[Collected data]
= = = = = = =
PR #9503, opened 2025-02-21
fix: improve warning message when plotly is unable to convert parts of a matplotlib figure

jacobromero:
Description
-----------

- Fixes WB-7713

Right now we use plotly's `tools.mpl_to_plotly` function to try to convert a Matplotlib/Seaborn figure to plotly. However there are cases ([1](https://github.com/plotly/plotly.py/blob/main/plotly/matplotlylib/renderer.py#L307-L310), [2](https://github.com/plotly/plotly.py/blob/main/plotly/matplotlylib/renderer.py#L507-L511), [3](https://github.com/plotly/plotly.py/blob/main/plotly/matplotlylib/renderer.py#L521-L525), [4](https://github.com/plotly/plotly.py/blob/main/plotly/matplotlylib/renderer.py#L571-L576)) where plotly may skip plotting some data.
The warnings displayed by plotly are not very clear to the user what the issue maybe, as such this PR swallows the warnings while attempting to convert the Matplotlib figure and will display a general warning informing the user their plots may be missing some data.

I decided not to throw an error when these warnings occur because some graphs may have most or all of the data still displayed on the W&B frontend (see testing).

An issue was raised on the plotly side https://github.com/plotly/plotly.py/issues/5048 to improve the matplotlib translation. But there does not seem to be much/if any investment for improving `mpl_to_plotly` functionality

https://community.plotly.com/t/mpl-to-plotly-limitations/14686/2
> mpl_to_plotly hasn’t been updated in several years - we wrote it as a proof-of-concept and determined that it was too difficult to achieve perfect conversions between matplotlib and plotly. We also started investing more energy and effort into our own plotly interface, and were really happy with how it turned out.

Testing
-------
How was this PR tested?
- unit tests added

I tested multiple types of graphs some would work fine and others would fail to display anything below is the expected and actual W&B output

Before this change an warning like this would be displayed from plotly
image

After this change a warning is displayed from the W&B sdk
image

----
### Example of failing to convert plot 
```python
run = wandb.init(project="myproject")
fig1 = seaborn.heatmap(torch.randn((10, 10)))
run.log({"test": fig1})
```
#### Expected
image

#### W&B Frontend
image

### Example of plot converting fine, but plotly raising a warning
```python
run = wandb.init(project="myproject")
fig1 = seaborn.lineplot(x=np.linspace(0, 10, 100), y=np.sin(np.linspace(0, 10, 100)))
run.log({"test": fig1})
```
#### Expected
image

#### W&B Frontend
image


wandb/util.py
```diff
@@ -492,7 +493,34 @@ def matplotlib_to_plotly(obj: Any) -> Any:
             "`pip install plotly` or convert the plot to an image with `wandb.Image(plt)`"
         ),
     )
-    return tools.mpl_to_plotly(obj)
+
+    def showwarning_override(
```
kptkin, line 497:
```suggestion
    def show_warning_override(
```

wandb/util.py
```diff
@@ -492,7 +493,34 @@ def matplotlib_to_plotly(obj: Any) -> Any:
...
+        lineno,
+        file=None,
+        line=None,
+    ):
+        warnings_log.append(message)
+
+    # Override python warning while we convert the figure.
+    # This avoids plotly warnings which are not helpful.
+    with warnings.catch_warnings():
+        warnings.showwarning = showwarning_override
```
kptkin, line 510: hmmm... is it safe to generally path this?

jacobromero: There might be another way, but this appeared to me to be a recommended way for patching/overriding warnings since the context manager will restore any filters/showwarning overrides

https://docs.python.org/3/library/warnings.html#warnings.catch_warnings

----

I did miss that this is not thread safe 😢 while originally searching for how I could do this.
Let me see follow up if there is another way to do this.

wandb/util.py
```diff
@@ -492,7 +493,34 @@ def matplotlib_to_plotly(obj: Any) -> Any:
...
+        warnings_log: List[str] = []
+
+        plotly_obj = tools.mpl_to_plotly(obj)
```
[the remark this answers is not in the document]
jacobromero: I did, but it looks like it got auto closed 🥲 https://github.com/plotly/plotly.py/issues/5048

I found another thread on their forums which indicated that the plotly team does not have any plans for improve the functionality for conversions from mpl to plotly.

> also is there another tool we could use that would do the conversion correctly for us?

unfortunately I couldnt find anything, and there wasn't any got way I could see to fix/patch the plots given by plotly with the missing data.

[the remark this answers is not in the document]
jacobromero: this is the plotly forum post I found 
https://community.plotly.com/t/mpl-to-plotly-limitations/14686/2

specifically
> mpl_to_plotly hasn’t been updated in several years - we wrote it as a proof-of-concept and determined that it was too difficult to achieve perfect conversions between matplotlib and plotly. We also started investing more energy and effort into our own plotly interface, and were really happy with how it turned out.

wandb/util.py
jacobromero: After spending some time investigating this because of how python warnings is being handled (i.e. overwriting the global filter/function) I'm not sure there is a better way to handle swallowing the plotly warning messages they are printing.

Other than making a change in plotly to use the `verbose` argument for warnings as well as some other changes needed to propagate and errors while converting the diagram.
= = = = = = =
## Your instructions
Every entry above should be transcribed exactly as it appears.

## Written response
PR #9503, opened 2025-02-21
fix: improve warning message when plotly is unable to convert parts of a matplotlib figure

jacobromero:
Description
-----------

- Fixes WB-7713

Right now we use plotly's `tools.mpl_to_plotly` function to try to convert a Matplotlib/Seaborn figure to plotly. However there are cases ([1](https://github.com/plotly/plotly.py/blob/main/plotly/matplotlylib/renderer.py#L307-L310), [2](https://github.com/plotly/plotly.py/blob/main/plotly/matplotlylib/renderer.py#L507-L511), [3](https://github.com/plotly/plotly.py/blob/main/plotly/matplotlylib/renderer.py#L521-L525), [4](https://github.com/plotly/plotly.py/blob/main/plotly/matplotlylib/renderer.py#L571-L576)) where plotly may skip plotting some data.
The warnings displayed by plotly are not very clear to the user what the issue maybe, as such this PR swallows the warnings while attempting to convert the Matplotlib figure and will display a general warning informing the user their plots may be missing some data.

I decided not to throw an error when these warnings occur because some graphs may have most or all of the data still displayed on the W&B frontend (see testing).

An issue was raised on the plotly side https://github.com/plotly/plotly.py/issues/5048 to improve the matplotlib translation. But there does not seem to be much/if any investment for improving `mpl_to_plotly` functionality

https://community.plotly.com/t/mpl-to-plotly-limitations/14686/2
> mpl_to_plotly hasn’t been updated in several years - we wrote it as a proof-of-concept and determined that it was too difficult to achieve perfect conversions between matplotlib and plotly. We also started investing more energy and effort into our own plotly interface, and were really happy with how it turned out.

Testing
-------
How was this PR tested?
- unit tests added

I tested multiple types of graphs some would work fine and others would fail to display anything below is the expected and actual W&B output

Before this change an warning like this would be displayed from plotly
image

After this change a warning is displayed from the W&B sdk
image

----
### Example of failing to convert plot 
```python
run = wandb.init(project="myproject")
fig1 = seaborn.heatmap(torch.randn((10, 10)))
run.log({"test": fig1})
```
#### Expected
image

#### W&B Frontend
image

### Example of plot converting fine, but plotly raising a warning
```python
run = wandb.init(project="myproject")
fig1 = seaborn.lineplot(x=np.linspace(0, 10, 100), y=np.sin(np.linspace(0, 10, 100)))
run.log({"test": fig1})
```
#### Expected
image

#### W&B Frontend
image


wandb/util.py
```diff
@@ -492,7 +493,34 @@ def matplotlib_to_plotly(obj: Any) -> Any:
             "`pip install plotly` or convert the plot to an image with `wandb.Image(plt)`"
         ),
     )
-    return tools.mpl_to_plotly(obj)
+
+    def showwarning_override(
```
kptkin, line 497:
```suggestion
    def show_warning_override(
```

wandb/util.py
```diff
@@ -492,7 +493,34 @@ def matplotlib_to_plotly(obj: Any) -> Any:
...
+        lineno,
+        file=None,
+        line=None,
+    ):
+        warnings_log.append(message)
+
+    # Override python warning while we convert the figure.
+    # This avoids plotly warnings which are not helpful.
+    with warnings.catch_warnings():
+        warnings.showwarning = showwarning_override
```
kptkin, line 510: hmmm... is it safe to generally path this?

jacobromero: There might be another way, but this appeared to me to be a recommended way for patching/overriding warnings since the context manager will restore any filters/showwarning overrides

https://docs.python.org/3/library/warnings.html#warnings.catch_warnings

----

I did miss that this is not thread safe 😢 while originally searching for how I could do this.
Let me see follow up if there is another way to do this.

wandb/util.py
```diff
@@ -492,7 +493,34 @@ def matplotlib_to_plotly(obj: Any) -> Any:
...
+        warnings_log: List[str] = []
+
+        plotly_obj = tools.mpl_to_plotly(obj)
```
[the remark this answers is not in the document]
jacobromero: I did, but it looks like it got auto closed 🥲 https://github.com/plotly/plotly.py/issues/5048

I found another thread on their forums which indicated that the plotly team does not have any plans for improve the functionality for conversions from mpl to plotly.

> also is there another tool we could use that would do the conversion correctly for us?

unfortunately I couldnt find anything, and there wasn't any got way I could see to fix/patch the plots given by plotly with the missing data.

[the remark this answers is not in the document]
jacobromero: this is the plotly forum post I found 
https://community.plotly.com/t/mpl-to-plotly-limitations/14686/2

specifically
> mpl_to_plotly hasn’t been updated in several years - we wrote it as a proof-of-concept and determined that it was too difficult to achieve perfect conversions between matplotlib and plotly. We also started investing more energy and effort into our own plotly interface, and were really happy with how it turned out.

wandb/util.py
jacobromero: After spending some time investigating this because of how python warnings is being handled (i.e. overwriting the global filter/function) I'm not sure there is a better way to handle swallowing the plotly warning messages they are printing.

Other than making a change in plotly to use the `verbose` argument for warnings as well as some other changes needed to propagate and errors while converting the diagram.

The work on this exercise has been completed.